=== Given information ===

PR #67, opened 2024-11-12
Design document

tolikzinovyev:
## Content

The first design document for our implementation. Superceeds #29.

PR #72, opened 2024-11-19
Move website deployment out of Rust CI

tolikzinovyev:
## Content

The website stuff shouldn't be part of Rust CI. Also, the skipped docs check that never runs on pull requests is a bit annoying.

Screenshot 2024-11-18 at 23-10-37 Design document by tolikzinovyev · Pull Request #67 · cardano-scaling_alba

### DIFF
--- a/.github/workflows/deploy-website.yml
+++ b/.github/workflows/deploy-website.yml
@@ -1,0 +1,30 @@
+name: Deploy Website
+
+on:
+  push:
+    branches: ["main"]
+
+jobs:
+  deploy:
+    permissions:
+      contents: write
+
+    runs-on: ubuntu-latest
+    steps:
+      - name: ✅ Checkout
+        uses: actions/checkout@v4
+
+      - name: 🪨 Setup mdBook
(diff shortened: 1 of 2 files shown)


rrtoledo:
Which issue is this PR linked to?

rrtoledo (changes requested):
While we should not care about deploying the website on the CI, we definitely should build cargo doc to make sure that the documentation can be built and the examples do not fail (that would be embarassing).
If it is not the case (I haven't checked), I would like to add it in this PR (as you already talk about skipped doc in the CI).

Also can you write an issue to attach to this PR?

curiecrypt (approved):
LGTM
After linking it to an issue, it can be merged. 
I will take care of building the cargo doc, issue #74. @rrtoledo

tolikzinovyev:
I'm not sure we need an issue for such small changes. We don't want to introduce friction for improving the codebase. What do you think?

rrtoledo (approved):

===

◆ Requirement ◆
The response should be a verbatim transcription of the data.

◆ Completed task ◆
PR #67, opened 2024-11-12
Design document

tolikzinovyev:
## Content

The first design document for our implementation. Superceeds #29.

PR #72, opened 2024-11-19
Move website deployment out of Rust CI

tolikzinovyev:
## Content

The website stuff shouldn't be part of Rust CI. Also, the skipped docs check that never runs on pull requests is a bit annoying.

Screenshot 2024-11-18 at 23-10-37 Design document by tolikzinovyev · Pull Request #67 · cardano-scaling_alba

### DIFF
--- a/.github/workflows/deploy-website.yml
+++ b/.github/workflows/deploy-website.yml
@@ -1,0 +1,30 @@
+name: Deploy Website
+
+on:
+  push:
+    branches: ["main"]
+
+jobs:
+  deploy:
+    permissions:
+      contents: write
+
+    runs-on: ubuntu-latest
+    steps:
+      - name: ✅ Checkout
+        uses: actions/checkout@v4
+
+      - name: 🪨 Setup mdBook
(diff shortened: 1 of 2 files shown)


rrtoledo:
Which issue is this PR linked to?

rrtoledo (changes requested):
While we should not care about deploying the website on the CI, we definitely should build cargo doc to make sure that the documentation can be built and the examples do not fail (that would be embarassing).
If it is not the case (I haven't checked), I would like to add it in this PR (as you already talk about skipped doc in the CI).

Also can you write an issue to attach to this PR?

curiecrypt (approved):
LGTM
After linking it to an issue, it can be merged. 
I will take care of building the cargo doc, issue #74. @rrtoledo

tolikzinovyev:
I'm not sure we need an issue for such small changes. We don't want to introduce friction for improving the codebase. What do you think?

rrtoledo (approved):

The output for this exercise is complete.